Instructions for the task: Report every line of the records beneath this task that holds the string "projects".

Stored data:
━━━━━━━━━━━━━━━━━━━━━━━━━━━━━━

PR #1215, opened 2025-08-04
fix: source maps for ES modules have wrong offsets after conversion to AMD (#1214)

nenadvicentic:
Fixes issue with ES module source maps, after conversion to AMD. Described here #1214.

PR #1216, opened 2025-08-06
fix: `bundled-source.js` - transformed source map is saved to cache.

nenadvicentic:
Previous pull request #1215 did not take in consideration `BundledSource` cache, so we would get correct source map only on first `au build`. Second `au build`, without source file change, when cache is used, CLI would fallback to original `file.sourceMap`, because transformed source map was not cached.

Issue is now fixed:

1. Added `_transformedSourceMap` property, to differentiate from `file.sourceMap`.
2. `_transformedSourceMap` saved/read from cache.
3. Two new unit tests added at the bottom `bundled-source.spec.js`. They are variation on 2 existing cache tests.
4. Tested in my own projects, with `build.options.cache` on and off.

### DIFF
--- a/lib/build/bundled-source.js
+++ b/lib/build/bundled-source.js
@@ -14,11 +14,14 @@ exports.BundledSource = class {
     this.includedIn = null;
     this.includedBy = null;
     this._contents = null;
+    this._transformedSourceMap = null;
     this.requiresTransform = true;
   }
 
   get sourceMap() {
-    return this.file.sourceMap;
+    return this._transformedSourceMap === null
+      ? this.file.sourceMap
+      : this._transformedSourceMap;
   }
 
   get path() {
@@ -215,6 +218,7 @@ exports.BundledSource = class {
 
       if (cache) {
         this.contents = cache.contents;
+        this._transformedSourceMap = cache.transformedSourceMap || null;
         deps = cache.deps;
       } else {
         let contents;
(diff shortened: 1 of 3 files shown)


lib/build/bundled-source.js
```diff
@@ -14,11 +14,14 @@ exports.BundledSource = class {
...
     this._contents = null;
+    this._transformedSourceMap = null;
     this.requiresTransform = true;
   }
 
   get sourceMap() {
-    return this.file.sourceMap;
+    return this._transformedSourceMap === null
+      ? this.file.sourceMap
+      : this._transformedSourceMap;
```
3cp, line 24: I think you can just do `return this._transformedSourceMap || this.file.sourceMap;`.

3cp (changes requested):
Looks good. Just one small suggestion.

lib/build/bundled-source.js
nenadvicentic: I adopted the suggested change and I also added check when caching - if property `_transformedSourceMap` is `null`, cache value is set to `undefined`, so it's skipped in `JSON.stringify`. No need to cache `null` values.

3cp (approved):

bigopon:
3.0.7 has been released, thanks @nenadvicentic @3cp 🙏

nenadvicentic:
@bigopon @3cp I've upgraded to 3.0.7 in one of the projects. Now everything works as expected. Thank you both!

━━━━━━━━━━━━━━━━━━━━━━━━━━━━━━

Response to this task:
4. Tested in my own projects, with `build.options.cache` on and off.
@bigopon @3cp I've upgraded to 3.0.7 in one of the projects. Now everything works as expected. Thank you both!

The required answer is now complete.